The MetLife Building in Midtown is getting an energy-efficient, LED-powered sign to replace its iconic marker, whose 18-foot-tall letters have long glowed with 10,000 linear feet of energy-hogging neon.

The new, environmentally conscious lettering and structures will be installed later this summer at a cost of nearly $350,000, according to permits filed with the city buildings department. MetLife declined to discuss the cost.

In October, the insurance giant dumped its longtime logo and spokesdog Snoopy and launched what it calls “Navigating life together” along with its new global designs.

The building, which straddles Park Avenue between East 44th and 45th Streets, is no longer owned by MetLife, but it recently reestablished its headquarters in the tower that adjoins and overlooks Grand Central Terminal.

“The update of the signage reflects who MetLife is today, as we transform to be a more modern, consumer-facing and purposeful company,” said Metlife senior vice president Howard Pyle.

Some diehard New Yorkers still call the 1963-era building, then the world’s largest by square-feet, “the Pan Am Building” for the now defunct globe-trotting airline whose own letters graced the top along with 25-foot high globe logos on either side.

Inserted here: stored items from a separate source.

PR #8284, opened 2024-05-02
Fix `toWithdraw` calculation in `processExecutionLayerWithdrawalRequests`

jtraglia:
## PR Description

Reviewed `processExecutionLayerWithdrawalRequests` and noticed a mistake that I made. My bad.

The calculation for `toWithdraw` used `min` when it should have used `minus`. See the spec:

```python
to_withdraw = min(
    state.balances[index] - MIN_ACTIVATION_BALANCE - pending_balance_to_withdraw,
    amount
)
```

Also, the `throws BlockProcessingException` is unnecessary.

## Documentation

## Changelog


lucassaldanha (approved):

lucassaldanha:
Nice catch! No need to apologize, it happens more often than you'd think :D

lucassaldanha:
Nice catch! No need to apologize, it happens more often than you'd think :D

PR #8289, opened 2024-05-05
Retry loading of external validators if failed

### LINKED ISSUE #7586: Retry loading of external validators if failed
### Description
When Teku fails to load external validator keys it prints the only message and gives up
```
{"@timestamp":"2023-10-09T01:32:28,197","level":"WARN","thread":"validator-async-0","class":"ValidatorClientService","message":"Failed to load public keys from URL http://some_url","throwable":""}
```
As a result service continue to run without noticeable issues while validator duties are not performed. Also `local_validator_count` gauge is not created which fails Grafana to display validator stats.

Retrying of loading external validator keys with error message repeated could solve the issue. Plus metrics gauge could be registered in advance, so Grafana dashboard is rendered correctly.

courtneyeh:
fixes #7586 

## Documentation

## Changelog


validator/client/src/main/java/tech/pegasys/teku/validator/client/loader/ExternalUrlKeyReader.java
```diff
@@ -0,0 +1,86 @@
...
+    final String[] keys =
+        readUrl()
+            .exceptionallyCompose(
+                ex -> {
+                  if (ex instanceof MalformedURLException) {
+                    return SafeFuture.failedFuture(
+                        new InvalidConfigurationException(
+                            "Failed to load public keys from invalid URL: " + url, ex));
+                  }
+                  return retry();
```
lucassaldanha: This structure is going to cause it to run twice in sequence (one because of `readUrl()` and another because of `retry()`). We could just rely on `asyncRunner.runWithRetry()` to run the calls.

validator/client/src/main/java/tech/pegasys/teku/validator/client/loader/ExternalUrlKeyReader.java
```diff
@@ -0,0 +1,86 @@
...
+  @VisibleForTesting
+  SafeFuture<String[]> retry() {
+    return asyncRunner
+        .runWithRetry(
+            () -> {
+              STATUS_LOG.failedToLoadPublicKeysFromUrl(url);
+              return readUrl();
+            },
+            FIXED_DELAY,
+            59)
```
lucassaldanha: NIT: can we move this into a constant?

teku/src/main/java/tech/pegasys/teku/cli/subcommand/VoluntaryExitCommand.java
```diff
@@ -423,7 +423,9 @@ private void initialise() {
             new RejectingSlashingProtector(),
             slashingProtectionLogger,
             new PublicKeyLoader(
-                externalSignerHttpClientFactory, validatorConfig.getValidatorExternalSignerUrl()),
+                externalSignerHttpClientFactory,
+                validatorConfig.getValidatorExternalSignerUrl(),
+                asyncRunner),
```
lucassaldanha: It does not make sense to have the retry behavior on the VoluntaryExitCommand. This is an interactive command and the user won't sit there waiting for this to eventually run... It should fail early in this case.

lucassaldanha: Also, when we fail to load the keys for VoluntaryExitCommand, the command just sits there and it looks like it is frozen (even though the retries are happening in the background, there is no feedback for the user). There is no output to the console.

validator/client/src/main/java/tech/pegasys/teku/validator/client/loader/ExternalUrlKeyReader.java
```diff
@@ -0,0 +1,86 @@
...
+    this.mapper = mapper;
+    this.asyncRunner = asyncRunner;
+  }
+
+  public Stream<BLSPublicKey> readKeys() {
+    final String[] keys =
+        readUrl()
+            .exceptionallyCompose(
+                ex -> {
+                  if (ex instanceof MalformedURLException) {
```
lucassaldanha: We can validate this when we are instantiating `ExternalUrlKeyReader`. It would simplify a lot this block of handling if the URL is a valid URL, etc.

validator/client/src/test/java/tech/pegasys/teku/validator/client/loader/ExternalUrlKeyReaderTest.java
```diff
@@ -0,0 +1,140 @@
...
+import org.junit.jupiter.api.Test;
+import tech.pegasys.teku.bls.BLSPublicKey;
+import tech.pegasys.teku.infrastructure.async.SafeFuture;
+import tech.pegasys.teku.infrastructure.async.StubAsyncRunner;
+import tech.pegasys.teku.infrastructure.exceptions.InvalidConfigurationException;
+import tech.pegasys.teku.infrastructure.time.StubTimeProvider;
+import tech.pegasys.teku.spec.TestSpecFactory;
+import tech.pegasys.teku.spec.util.DataStructureUtil;
+
+class ExternalUrlKeyReaderTest {
```
lucassaldanha, line 45: None of these tests check that when `readUrl()` fails, we are triggering the `retry()` logic. This an important flow to test.

validator/client/src/main/java/tech/pegasys/teku/validator/client/loader/ExternalUrlKeyReader.java
```diff
@@ -0,0 +1,90 @@
...
+
+  private final URL url;
+  private final ObjectMapper mapper;
+  private final Optional<AsyncRunner> asyncRunner;
+
+  @VisibleForTesting
+  public ExternalUrlKeyReader(
+      final String urlString, final ObjectMapper mapper, final AsyncRunner asyncRunner) {
+    this(urlString, mapper, Optional.of(asyncRunner));
+  }
```
lucassaldanha, line 45: This constructor does not seem necessary. Just use `Optional.of(asyncRunner)` wherever this is being called.

validator/client/src/main/java/tech/pegasys/teku/validator/client/loader/ExternalUrlKeyReader.java
```diff
@@ -0,0 +1,90 @@
...
+                ex ->
+                    SafeFuture.failedFuture(
+                        new InvalidConfigurationException(
+                            "Failed to load public keys from URL: " + url, ex)))
+            .join();
+    return Arrays.stream(keys).map(key -> BLSPublicKey.fromSSZBytes(Bytes.fromHexString(key)));
+  }
+
+  @VisibleForTesting
+  SafeFuture<String[]> getKeysWithRetry(final AsyncRunner asyncRunner) {
```
lucassaldanha, line 69: NIT: I feel like `getKeysWithRetry` and `readUrl` names should be similar, with the difference that one has the Retry word on it. Suggestion:
```
readKeysFromUrl(..)
readKeysFromUrlWithRetry(..)
```

validator/client/src/test/java/tech/pegasys/teku/validator/client/loader/PublicKeyLoaderTest.java
```diff
@@ -121,16 +123,18 @@ void shouldHandleEmptyResponseFromUrl() throws IOException {
...
-        .isInstanceOf(InvalidConfigurationException.class)
-        .hasRootCause(exception);
+  void shouldThrowExceptionWhenUrlFailsToLoad() {
+    final InvalidConfigurationException cause = new InvalidConfigurationException("Unknown host");
+    final CompletionException exception = new CompletionException(cause);
+    final ExternalUrlKeyReader reader = mock(ExternalUrlKeyReader.class);
+    when(reader.readKeys()).thenThrow(exception);
+
+    assertThatThrownBy(() -> loader.getPublicKeys(List.of(urlSource), (key) -> reader))
+        .isEqualTo(exception);
```
lucassaldanha, line 133: I am confused by this test. It seems that all we want to test is that any exceptions bubble up to the caller of `PublicKeyLoader.getPublicKeys(..)`. If this is the case, we probably do not care about the exception type or cause. Might just use something simpler like:
```
final RuntimeException exception = new RuntimeException("Foo");
when(reader.readKeys()).thenThrow(exception);
```

Later we can test that the same exception is propagated up.

We could also rename the test to `shouldThrowExceptionWhenExternalUrlKeyReaderFailsUnexpectedly` to make it clear that this is a case where we do not handle the error.

rolfyone:
parking for now.

Issue #7965, opened 2024-02-08
[EIP-7549] Move committee index outside attestation


lucassaldanha:
### Description
Move the committee index field outside of the signed Attestation message to allow aggregation of equal consensus votes.

### References
- [EIP-7549](https://eips.ethereum.org/EIPS/eip-7549)
- [Consensus Spec PR](https://github.com/ethereum/consensus-specs/pull/3559)
- [Updated Consensus Spec](https://github.com/ethereum/consensus-specs/tree/dev/specs/_features/eip7549)

### Tasks
- [x] #8089 Refactor get_attesting_indices
- [x] #8026 Add/update attestations containers 
- [x] #8123 Add/update index attestations containers 
- [x] #8031 Update the attestation processing
- [x] #8156 Flattern aggregation bits
- [x] #8103 Update preset values
- [x] #8130 Update beacon block body

Once the previous done, we can start merging the changes in master while progressing on the following:

- [x] #8101 Update attestation production
- [x] #8027 Update attestation aggregation logic
~~#8270 Replace `committee_bits` with `committee_indices`~~
- [x] #8099 Update the aggregation gossip topic
- [x] #8100 Update the attestation gossip topic
- [x] #8340 Move `committee_bits` property to the end
- [x] #8029 Add the `GetAttestations` v2 APIs (attestations pool)
- [x] #8424 Add the `PostAttestation` v2 APIs (attestations pool)
- [x] #8264 Add the `GetBlockAttestations` v2 APIs (block's attestations)
- [x] #8122 Add the `GetAttesterSlashings` v2 API (get attester slashing)
- [x] #8425 Add the `PostAttesterSlashing` v2 API (post attester slashing)
- [x] #8420 Add the `GetAggregateAttestation` v2 API
- [x] #8439 Add the `PostAggregateAttestation` v2 API

### Tech debt:
- [x] ELECTRA milestone over `AggregateAttestationValidatorTest` and implement `ElectraAttestationValidatorTest`

### Possible evolutions
- [x] #8554 Separate type for on-chain attestation aggregates
- [x] #8555 Separate type for unaggregated network attestations

PR #8300, opened 2024-05-08
7549 - VC aggregation

tbenr:
- changes `ValidatorApiChannel::createAggregate` by adding an optional `committeeIndex` to allow BN to know about committee to aggregate for. (Implemented only for in-process VC)
- changes aggregation iteration (`MatchingDataAttestationGroup`) to apply the committee filtering if required.
- enables several test to run over ELECTRA too

## Documentation

## Changelog

### DIFF
--- a/infrastructure/logging/src/main/java/tech/pegasys/teku/infrastructure/logging/ValidatorLogger.java
+++ b/infrastructure/logging/src/main/java/tech/pegasys/teku/infrastructure/logging/ValidatorLogger.java
@@ -170,7 +170,7 @@ public class ValidatorLogger {
     return blockRoots.stream().map(LogFormatter::formatHashRoot).collect(Collectors.joining(", "));
   }
 
-  public void aggregationSkipped(final UInt64 slot, final int committeeIndex) {
+  public void aggregationSkipped(final UInt64 slot, final UInt64 committeeIndex) {
     log.warn(
         ColorConsolePrinter.print(
             PREFIX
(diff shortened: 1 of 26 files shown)


infrastructure/logging/src/main/java/tech/pegasys/teku/infrastructure/logging/ValidatorLogger.java
```diff
@@ -170,7 +170,7 @@ private String formatBlockRoots(final Set<Bytes32> blockRoots) {
     return blockRoots.stream().map(LogFormatter::formatHashRoot).collect(Collectors.joining(", "));
   }
 
-  public void aggregationSkipped(final UInt64 slot, final int committeeIndex) {
+  public void aggregationSkipped(final UInt64 slot, final UInt64 committeeIndex) {
```
rolfyone, line 173: we only see this used in test code in this PR which is curious... if its only testing code we should probably move it, and Im less concerned with the interface change, otherwise i think committeeIndex would have been better to stay as int :)

rolfyone (approved):
LGTM, one nit about something only used in testing code

infrastructure/logging/src/main/java/tech/pegasys/teku/infrastructure/logging/ValidatorLogger.java
tbenr: I had a back and forth among int<->UInt64. I landed there just to maintain similarity to `validatorIndex`.
And i also saw some UInt64 related to committteeIndex in some API params.

tbenr: why you say it is only used in testing? I see [this](https://github.com/ConsenSys/teku/blob/ac5cc170654a039c32b824edfb2c2f4d5a49ffa8/validator/client/src/main/java/tech/pegasys/teku/validator/client/duties/attestations/AggregationDuty.java#L149) :)

rolfyone: weird that interface changes and calling point doesnt...

PR #8302, opened 2024-05-08
provide ssz bitvector OR function

tbenr:
provides bitvecor OR, useful for 7549

## Documentation

## Changelog

### DIFF
--- a/infrastructure/ssz/src/main/java/tech/pegasys/teku/infrastructure/ssz/collections/impl/BitvectorImpl.java
+++ b/infrastructure/ssz/src/main/java/tech/pegasys/teku/infrastructure/ssz/collections/impl/BitvectorImpl.java
@@ -77,7 +77,7 @@ class BitvectorImpl {
   }
 
   public BitvectorImpl or(final BitvectorImpl other) {
-    if (other.getSize() > getSize()) {
+    if (other.getSize() != getSize()) {
       throw new IllegalArgumentException(
           "Argument bitfield size is greater: " + other.getSize() + " > " + getSize());
     }
--- a/infrastructure/ssz/src/main/java/tech/pegasys/teku/infrastructure/ssz/collections/impl/BitvectorImpl.java
+++ b/infrastructure/ssz/src/main/java/tech/pegasys/teku/infrastructure/ssz/collections/impl/BitvectorImpl.java
@@ -81,7 +81,7 @@ class BitvectorImpl {
       throw new IllegalArgumentException(
           "Argument bitfield size is greater: " + other.getSize() + " > " + getSize());
     }
-    BitSet newData = (BitSet) this.data.clone();
+    final BitSet newData = (BitSet) this.data.clone();
     newData.or(other.data);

The Sky Club provided dining and a rooftop waiting area for helicopters until one flipped over while landing on the helipad in May 1977 and killed five people.

MetLife bought the building in 1981 and when Pan Am moved out and then ceased operations in 1992, MetLife put up its own letters, to the chagrin of many City dwellers.

The building was sold for a then-record $1.51 billion in 2005 to Tishman Speyer Properties which is partners with West coast billionaire, Donald Bren. In 2015, MetLife increased its occupancy with a new lease covering 550,000 square feet and said it would consolidate at the headquarters tower.

Work also just began on the east façade of the 3.1 million-square-foot behemoth to replace Metlife’s former snowflake logo that’s made of four “M”s with its new, green-and-blue, single “M.” Later this summer, the logo on the west facade also will be replaced.